Conditional Probability and Independence nonsense in a problem The statement:
Suppose that a patient tests positive for a disease affecting $1$% of the population. For a patient who has the disease, there is a $95$% chance of testing positive, and for a patient who doesn't has the disease, there is a $95$% chance of testing negative. The patient gets a second, independent, test done, and again tests positive. Find the probability that the patient has the disease.
The problem:
I can solve this problem, but I'm unable to understand what is wrong with the following:
Let $T_i$ be the event that the patient tests positive in the $i$-th test, and let $D$ be the event that the patient has the disease. 
The problem says that $P(T_1, T_2) = P(T_1)P(T_2)$, because the tests are independent.
By law of total probability we know that: 
$$P(T_1, T_2) = P(T_1, T_2\,|\,D)P(D) + T(T_1, T_2\,|\,D^c)P(D^c)$$
Replacing, and assuming conditional independence given $D$, we have:
$$P(T_1, T_2) = 0.95^2*0.01 + 0.05^2*0.99 = 0.0115$$
This is the correct result, but now let's consider that:
$$P(T_1, T_2) = P(T_1)P(T_2)$$
We know that $T_1 = T_i$ for all $i$ because of symmetry, so we have $P(T_1, T_2) = P(T_1)^2$. Again, by law of total probability:
$$P(T_1) = P(T_1\,|\,D)P(D) + P(T_1|D^c)P(D^c)$$
$$P(T_1) = 0.95*0.01 + 0.05*0.99 \approx 0.059$$
So we have:
$$P(T_1, T_2) = P(T_1)^2 \approx 0.059^2 \approx 0.003481$$
The second approach is wrong, but it seems legitimate to me, and I'm unable to find what's wrong.
Thank's for your help, you make self studying easier.
 A: It is not the case that $T_1$ and $T_2$ are independent. They are assumed conditionally independent given $D$ and conditionally independent given $D^c$ but this does not imply (and in fact usually prohibits) that they are unconditionally independent.
Intuitively if $T_1$ is positive, it is more likely they have the disease which makes it more likely for $T_2$ to be positive. So they are not independent.
A: 
The patient gets a second, independent, test done ... 

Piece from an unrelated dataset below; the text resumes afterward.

PR #812, opened 2025-06-06
fix: `Period.CollidesWith`

### LINKED ISSUE #811: iCalendar semantics in `Period.CollidesWith`
There seem to be 2 cases where `Period.CollidesWith` does not implement iCalendar semantics correctly. The test cases fail.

The word "independent" as used in the question does not refer to statistical independence. It refers to the second test being done without any direct causal influence from the first test. The lack of a causal relationship between the two tests does not imply the lack of a correlation between them (in fact, the results of the two tests are quite positively correlated with each other). 
Incidentally, the $^{\text{(fallacious)}}$ idea that correlation implies causation is equivalent (by contrapositive) to the $^{\text{(also fallacious)}}$idea that a lack of causation implies a lack of correlation. 
Perhaps the folks over at the English Language & Usage Stack Exchange can clarify the non-mathematical use of the word "independent" better than I can. 

We know that for any two events, regardless of independence, the following is true:
$$P(T_1 \cap T_2) = P(T_1) P(T_2 \,|\, T_1)$$
Suppose, for contradiction, that $T_1$ and $T_2$ are statistically independent. By definition,  $$P(T_1 \cap T_2) = P(T_1)P(T_2) $$
In order for the first and second equations above to both be satisfied, it must be the case that $$P(T_2\,|\,T_1)=P(T_2)$$
This is a contradiction. If the first test is positive, the second test clearly must be more likely to also be positive. Therefore, $$P(T_2 \,|\, T_1) \neq P(T_2) \,\,\implies \,\,P(T_1 \cap T_2) \neq P(T_1)P(T_2) \,\, \implies \,\, T_1 \text{ and } T_2 \text{ are not independent }$$

The original problem, which asks for the value of $P(D\,|\,T_1, T_2)$, can be solved using Bayes' theorem, and no assumption about the statistical independence between $T_1$ and $T_2$ is necessary.